**DATA TO USE**

PR #815, opened 2024-09-25
fix: fix nested buttons

wa0x6e:
### Summary

Closes https://github.com/snapshot-labs/workflow/issues/198

### DIFF
--- a/apps/ui/src/components/TransactionsListItem.vue
+++ b/apps/ui/src/components/TransactionsListItem.vue
@@ -157,20 +157,22 @@ const parsedTitle = computedAsync(
 
 <template>
   <div class="w-full border-b last:border-b-0">
-    <button
-      class="w-full px-4 py-3 space-x-2 flex items-center justify-between"
-      @click="expanded = !expanded"
-    >
+    <div class="w-full px-4 py-3 space-x-2 flex items-center justify-between">
       <div class="flex items-center max-w-[70%]">
         <slot name="left" />
-        <IH-cash v-if="tx._type === 'sendToken'" />
-        <IH-photograph v-else-if="tx._type === 'sendNft'" />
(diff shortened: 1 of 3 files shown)


Sekhmet (commented):
Can we make clickable area bigger?

Right now we have deadzone in the middle of it.
image

Sekhmet:
Also, do you think you can also address [this for strategy item](https://github.com/snapshot-labs/workflow/issues/198#issuecomment-2374497916) in this or other PR?

wa0x6e:
Addressed all issues

apps/ui/src/components/TransactionsListItem.vue
```diff
@@ -157,20 +157,22 @@ const parsedTitle = computedAsync(
 
 <template>
   <div class="w-full border-b last:border-b-0">
-    <button
-      class="w-full px-4 py-3 space-x-2 flex items-center justify-between"
-      @click="expanded = !expanded"
-    >
-      <div class="flex items-center overflow-hidden">
+    <div class="w-full px-4 py-3 gap-2 flex items-center">
+      <div class="flex items-center overflow-hidden gap-2 flex-auto">
```
Sekhmet, line 161: I think we can remove this extra `div` entirely so all left/button/right are at the same level.

Only difference I notice with and without is that with it left slot will be hidden on **super** small screens and without it it will stay.

Sekhmet (commented):
Looks good to me overall, can't test if it works as I can't reproduce this issue.

Might be nice to remove warning in EditorExecution as we are already touching this file.

apps/ui/src/components/TransactionsListItem.vue
wa0x6e: Extra div removed, and added a new one to prevent the "left" slot for being shrinked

**WHAT YOU SHOULD DO**
For each line of the data that has the word "flex", report that line.

**EXPECTED OUTPUT**
-      class="w-full px-4 py-3 space-x-2 flex items-center justify-between"
+    <div class="w-full px-4 py-3 space-x-2 flex items-center justify-between">
       <div class="flex items-center max-w-[70%]">
-      class="w-full px-4 py-3 space-x-2 flex items-center justify-between"
-      <div class="flex items-center overflow-hidden">
+    <div class="w-full px-4 py-3 gap-2 flex items-center">
+      <div class="flex items-center overflow-hidden gap-2 flex-auto">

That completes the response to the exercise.